The Canadian Updateable Model Output Statistics (UMOS) System: Design and Development Tests

Abstract

The use of model output statistics (MOS) in operational weather element prediction has been hindered since the mid-1980s by frequent changes in the operational numerical weather prediction models that supply the predictors for the weather element forecasts. Once the model changes, a new archive of model output must be collected for a long enough period that statistically stable equations can be developed. This paper describes a new statistical interpretation system that addresses this problem and permits the rapid adaptation of the statistical forecast to changes in the formulation of the driving model. In comparison with traditional MOS development, the new system incorporates two main features. First, the data are stored in the form of the cross-products matrices used in multivariate statistical techniques rather than as raw observations and forecasts. It is these matrices that are updated regularly with new output from the model. Second, equations are developed by a weighted blending of the new and old model data, with weights chosen to emphasize the new model data while including enough old model data in the development to ensure stable equations and a smooth transition to dependency on the new model. This paper describes the design of the new system and shows tests of the equation development method following a major change of the Canadian operational model. Tests were carried out for surface temperature, probability of precipitation, and wind direction and speed for about 200 Canadian stations that have a reliable observation record.

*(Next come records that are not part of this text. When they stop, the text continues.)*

PR #12194, opened 2025-03-26
Optimize imports

qmonmert:


src/test/resources/tech/jhipster/lite/generator/client/vue/core/domain/VueModuleFactoryTest.shouldBuildVueModule.tsconfig.json.approved.txt
```diff
@@ -0,0 +1,13 @@
+{
```
murdos, line 1: I don't understand where these approved files come from, and how they relate to this PR.
Do you know?

qmonmert: my bad

pascalgrimaud:
Not sure about this, as we don't have the same config about import static

murdos (approved):

renanfranca:
> Not sure about this, as we don't have the same config about import static

I think we should change our intellij idea configuration to not use wild card...

renanfranca:
> Not sure about this, as we don't have the same config about import static

I think we should change our intellij idea configuration to not use wild card...

pascalgrimaud:
we should be consistent between us :)

murdos:
> we should be consistent between us :)

We can enforce a no-star policy with checkstyle. That way we can be sure the code is consistent and we don't forget to change our IntelliJ config.

renanfranca:
> > we should be consistent between us :)
> 
> We can enforce a no-star policy with checkstyle. That way we can be sure the code is consistent and we don't forget to change our IntelliJ config.

Nice 😎, thanks!

qmonmert:
I close the PR

murdos:
> > we should be consistent between us :)
> 
> We can enforce a no-star policy with checkstyle. That way we can be sure the code is consistent and we don't forget to change our IntelliJ config.

@pascalgrimaud : Do you agree to adding such a checkstyle verification?

pascalgrimaud:
I think we could have this checkstyle verification only if we have a formater which can fix the import correctly after each commit
Otherwise, I afraid each new contributor must configure their IDE before contributing

So let's discuss before adding this new rule

PR #12196, opened 2025-03-27
Rework test file

qmonmert:


src/test/webapp/unit/module/primary/project-actions/ProjectActionsComponent.spec.ts
```diff
@@ -50,18 +50,18 @@ describe('Project actions', () => {
     it('should disable formatting without project path', async () => {
       const wrapper = wrap({ folderPath: '' });
 
-      await flushForm(wrapper);
```
murdos, line 53: Could you explain to us why it's not necessary anymore?

PR #12236, opened 2025-04-03
fix the rank button alignment to be centered

renanfranca:
Here is a demo video showing the alignment was fixed:

https://github.com/user-attachments/assets/e4a9a3ff-1322-4853-9ca3-c11cba838b3b

I needed to hide the short name (e.g., 'S') only after the full name (e.g., 'RANK S') was completely shown. That's why I had to create a component `ToggleButtonExpandableVue` to encapsulate the logic to hide the short name using v-if only after the opacity transition from the full name finished.

I tried to fix the problem using only CSS, and I encountered the following strange behavior (a glitch). I can call it a "visual bug"; it is unpleasant and annoying :). Here is a demo video showing the glitch:

https://github.com/user-attachments/assets/f6277c5d-26b5-40eb-992b-fc934854b8d8

### DIFF
--- a/src/test/webapp/unit/module/primary/landscape/LandscapeRankModuleFilterComponent.spec.ts
+++ b/src/test/webapp/unit/module/primary/landscape/LandscapeRankModuleFilterComponent.spec.ts
@@ -12,7 +12,7 @@ import { applicationBaseNamePropertyDefinition } from '../../domain/Modules.fixt
 const wrap = (props?: { moduleRankStatistics: ModuleRankStatistics }): VueWrapper => {
   return mount(LandscapeRankModuleFilterVue, {
     props: props || {
-      moduleRankStatistics: RANKS.map(rank => ({ rank, quantity: 1 })), // Force enable all ranks
+      moduleRankStatistics: RANKS.map(rank => ({ rank, quantity: 1 })),
     },
   });
 };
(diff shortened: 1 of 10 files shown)


src/test/webapp/unit/module/primary/landscape/LandscapeRankModuleFilterComponent.spec.ts
```diff
@@ -148,6 +148,46 @@ describe('LandscapeRankModuleFilterComponent', () => {
     }
   });
 
+  it('should display buttons without colors by default', async () => {
```
qmonmert, line 151:
```suggestion
  it('should display buttons without colors by default', () => {
```
I think

src/test/webapp/unit/module/primary/landscape/LandscapeRankModuleFilterComponent.spec.ts
```diff
@@ -148,6 +148,46 @@ describe('LandscapeRankModuleFilterComponent', () => {
...
+    };
+    for (const rank of RANKS) {
+      const rankButton = wrapper.find(wrappedElement(`rank-${rank}-filter`));
+
+      expect(rankButton.classes()).not.toContain('-rank-color');
+      expect(rankButton.classes()).not.toContain(rankColorClasses[rank]);
+    }
+  });
+
+  it('should display buttons without colors when a selected rank is deselected', async () => {
```
qmonmert, line 169:
```suggestion
  it('should display buttons without colors when a selected rank is deselected', () => {
```
same

src/test/webapp/unit/shared/toggle-button-expandable/infrastructure/primary/ToggleButtonExpandable.spec.ts
```diff
@@ -0,0 +1,187 @@
...
+        },
+      });
+
+      const shortName = wrapper.find('[data-testid="short-name-S"]');
+
+      expect(shortName.exists()).toBe(true);
+      expect(shortName.text()).toBe('S');
+    });
+
+    it('should display full name when initialized as active', async () => {
```
qmonmert, line 21:
```suggestion
    it('should display full name when initialized as active', () => {
```

src/test/webapp/unit/module/primary/landscape/LandscapeRankModuleFilterComponent.spec.ts
renanfranca: I couldn't remove the async from this test because it uses await inside:
```java
  it('should display buttons without colors when a selected rank is deselected', () => {
        const wrapper = wrap();

    const rankAButton = wrapper.find(wrappedElement('rank-RANK_A-filter'));
await rankAButton.trigger('click');
await rankAButton.trigger('click');
```

qmonmert (dismissed):

PR #12253, opened 2025-04-05
Rewrite some tests with it.each

qmonmert:


murdos (commented):
I'm not convinced, tests are much less readable and comprehensive.

pascalgrimaud:
Agree with @murdos, I think the new version is less readable, so I prefer to keep the current version

qmonmert:
ok I close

For all three elements, the coefficients and predictors selected remained remarkably stable through the transition from dependence on old model data to new model data. Although some degradation of the goodness of fit was noticed during the period when new and old model forecasts were blended, especially for wind, these effects were minor, which means that useful MOS equations could be obtained relatively soon after a change of model. Results from a comparison of forecasts from the new system with operational perfect prog forecasts and direct model output forecasts are the subject of a second paper.